Yesterday, I drafted something for a funder who's expressed interest in our work but asked some (good) clarifying questions. In so doing, I got a little closer to what I think is really missing in the space we're trying to organise - an authoritative voice.
My view is that there is already a lot of practice based on parity, trust and an equal voice for all, but it's too dependent on the blood, sweat and tears of a few highly committed people. When those people burn out, the projects die.
To avoid that, they need to be properly resourced. And what would help them is if they could reference something broader than their own work, something that harnesses the knowledge from across the whole field of practice.

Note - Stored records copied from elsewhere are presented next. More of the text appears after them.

Issue #1966, opened 2018-03-27
h2c support: upgrade insecure connections to http2


raboof:
There are 2 mechanisms for supporting http/2 on insecure connections: with prior knowledge (#1934) or with h2c using the HTTP Upgrade mechanism (http://httpwg.org/specs/rfc7540.html#discover-http).

We're unsure how widely used h2c is and are not currently planning to implement it, but if anyone would express interest or contribute it that would be great!

satansk:
Let me try this :)

dsilvasc:
It looks like h2c is the transport that the [grpc-java](https://github.com/grpc/grpc-java) client uses when connecting to a localhost server.

If you try to use Akka HTTP as a gRPC proxy, even with `akka.http.server.preview.enable-http = on` in your `application.conf`, Akka HTTP fails to handle gRPC requests with:

```
[my-system-akka.actor.default-dispatcher-9] [akka.actor.ActorSystemImpl(my-system)] Illegal request, responding with status '501 Not Implemented': Unsupported HTTP method: PRI
```

Documentation on the `PRI` method:
https://http2.github.io/http2-spec/#rfc.section.11.6

> This method is never used by an actual client. This method will appear to be used when an HTTP/1.1 server or intermediary attempts to parse an HTTP/2 connection preface.

raboof:
It depends on what you set as https://grpc.io/grpc-java/javadoc/io/grpc/netty/NegotiationType.html : TLS is 'normal' HTTPS HTTP2, PLAINTEXT is #1934 and PLAINTEXT_UPGRADE is h2c.

@dsilvasc if you see that message in an Akka HTTP server it suggests the connection is 'raw' HTTP2 as supported by #1934, and not using the h2c upgrade mechanism.

raboof:
@satansk did you have any luck with this so far?

satansk:
@raboof not really, but I'm still working on this.

raboof:
@satansk OK that's great! I'm also planning on having a look, so I'll share and we can compare notes.

raboof:
[...]

PR #2075, opened 2018-06-15
WIP complete h2c

johanandren:
Refs #1966

### DIFF
--- a/akka-http2-support/src/main/scala/akka/http/impl/engine/http2/framing/Http2FrameParsing.scala
+++ b/akka-http2-support/src/main/scala/akka/http/impl/engine/http2/framing/Http2FrameParsing.scala
@@ -10,15 +10,36 @@ import akka.stream.Attributes
 import akka.stream.impl.io.ByteStringParser
 import akka.stream.stage.GraphStageLogic
 import Http2Protocol.FrameType._
-import Http2Protocol.{ ErrorCode, Flags, FrameType, SettingIdentifier }
+import Http2Protocol.{ErrorCode, Flags, FrameType, SettingIdentifier}
 import akka.annotation.InternalApi
-
 import FrameEvent._
+
+import scala.annotation.tailrec
+
+/** INTERNAL API */
+@InternalApi
+private[http] object Http2FrameParsing {
+
+  def readSettings(payload: ByteStringParser.ByteReader): immutable.Seq[Setting] = {
+    @tailrec def readSettings(read: List[Setting]): immutable.Seq[Setting] =
+      if (payload.hasRemaining) {
+        val id = payload.readShortBE()
+        val value = payload.readIntBE()
+        if (isKnownId(id)) readSettings(Setting(SettingIdentifier.byId(id), value) :: read)
+        else readSettings(read)
+      } else read.reverse
+
+    readSettings(Nil)
+  }
+
+}
+
 
 /** INTERNAL API */
 @InternalApi
 private[http2] class Http2FrameParsing(shouldReadPreface: Boolean) extends ByteStringParser[FrameEvent] {
   import ByteStringParser._
+  import Http2FrameParsing._
 
   abstract class Step extends ParseStep[FrameEvent]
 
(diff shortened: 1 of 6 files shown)


akka-http2-support/src/main/scala/akka/http/impl/engine/http2/framing/Http2FrameParsing.scala
```diff
@@ -10,15 +10,36 @@ import akka.stream.Attributes
...
+    @tailrec def readSettings(read: List[Setting]): immutable.Seq[Setting] =
+      if (payload.hasRemaining) {
+        val id = payload.readShortBE()
+        val value = payload.readIntBE()
+        if (isKnownId(id)) readSettings(Setting(SettingIdentifier.byId(id), value) :: read)
+        else readSettings(read)
+      } else read.reverse
+
+    readSettings(Nil)
+  }
```
johanandren: Needed to be opened up to be able to parse the settings frame out of the `Http2-Settings` header that comes with the upgrade

akka-http2-support/src/main/scala/akka/http/scaladsl/Http2.scala
```diff
@@ -103,33 +105,79 @@ final class Http2Ext(private val config: Config)(implicit val system: ActorSyste
...
+
+            val serverLayer: Flow[ByteString, ByteString, Future[Done]] = Flow.fromGraph(
+              Flow[HttpRequest]
+                .watchTermination()(Keep.right)
+                .merge(injectedRequest)
+                .via(Http2Blueprint.handleWithStreamIdHeader(effectiveParallelism)(handler)(system.dispatcher))
+                .joinMat(Http2Blueprint.serverStack(settings, log))(Keep.left))
+
+
+            // TODO do not respond until the potential http2 request entity was consumed?
```
johanandren: I tried this but it deadlocked with nghttp, I'm wondering if the do-not-send-http2 frames part is more about the client than what the server does?

johanandren:
Meh formatting...

johanandren:
Tests green locally, not sure what jenkins is up to with missing http2 test result xml

akka-http2-support/src/main/scala/akka/http/scaladsl/Http2.scala
```diff
@@ -103,33 +105,65 @@ final class Http2Ext(private val config: Config)(implicit val system: ActorSyste
...
-            immutable.Seq[HttpHeader](
-              ConnectionUpgradeHeader,
-              UpgradeHeader,
-              // TODO add attributes from the request
-              UpgradeToOtherProtocolHeader(serverLayer)
+
+        log.debug("Got h2c upgrade request from HTTP/1.1 to HTTP2")
+
+        // https://http2.github.io/http2-spec/#Http2SettingsHeader 3.2.1 HTTP2-Settings Header Field
+        val upgradeSettings = req.headers.collect {
```
raboof: As the spec promises exactly 1 header here, `collect` can become `find` + `map`?

akka-http2-support/src/main/scala/akka/http/scaladsl/Http2.scala
```diff
@@ -103,33 +105,65 @@ final class Http2Ext(private val config: Config)(implicit val system: ActorSyste
...
+
+            val injectedRequest =
+              if (req.method != HttpMethods.OPTIONS)
+                // inject the actual upgrade request with a stream identifier of 1
+                // https://http2.github.io/http2-spec/#rfc.section.3.2
+                Source.single(req.addHeader(Http2StreamIdHeader(1)))
+              else {
+                // No 100% sure about this but from the spec:
+                // If concurrency of an initial request with subsequent requests is important, an OPTIONS request
+                // can be used to perform the upgrade to HTTP/2, at the cost of an additional round trip.
```
raboof: I think the point here is that an `OPTIONS` request will be empty and not 'congest' the first request. I suspect "After the empty line that terminates the 101 response, the server can begin sending HTTP/2 frames. These frames MUST include a response to the request that initiated the upgrade. The HTTP/1.1 request that is sent prior to upgrade is assigned a stream identifier of 1" still holds, even for OPTIONS requests - so we can remove the special case here but perhaps see if we should accept OPTIONS requests in the generated route

akka-http2-support/src/main/scala/akka/http/scaladsl/Http2.scala
raboof: Ah, you quote 'A server MUST NOT upgrade the connection to HTTP/2 if this header field is not present or if more than one is present' below, :+1: then!

akka-http2-support/src/main/scala/akka/http/scaladsl/Http2.scala
```diff
@@ -103,33 +105,65 @@ final class Http2Ext(private val config: Config)(implicit val system: ActorSyste
...
+                )
+              )
             )
-          )
-        )
+
+          case _ ⇒
+
+            // A server MUST NOT upgrade the connection to HTTP/2 if this header field is not present or if more than one is present
+            log.debug("Invalid upgrade request (http2-settings header missing or repeated)")
```
raboof: Perhaps it should still return `handler(req)` though?

akka-http2-support/src/main/scala/akka/http/scaladsl/Http2.scala
johanandren: Ok, I'll remove the special handling then.

akka-http2-support/src/main/scala/akka/http/scaladsl/Http2.scala
raboof: I think it'd make sense to log something (debug seems fine, perhaps info), but continue to handle the request as a normal non-http2 request.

I shared that view in a five-part response to a tweet from Julian Corner, CEO of the Lankelly Chase Foundation in which he shared his view (in a blog post) on working with complexity. In the post, he essentially says that relationships are what matters but also shares that he's not sure how that 'scales'.
For me, it scales through followership and fellowship, both of which can be generated through an editorial strategy. In other words, a purposeful, narrative voice.
I've also just got off the phone with an awesome social innovator based in California whose done work in Nicaragua. Her background is in journalism and we agreed that the issue is not a lack of good work, it's the fact that it's not written about adequately - by which we meant with a view to followership so that new approaches can be followed by others (or 'scale').
I'm not sure if foundations really understand the need for editorial strategies to grow a field of practice. It's a well-trodden (and very effective) approach in other scientific disciplines so why not the one anchored in parity, trust, and an equal voice for all?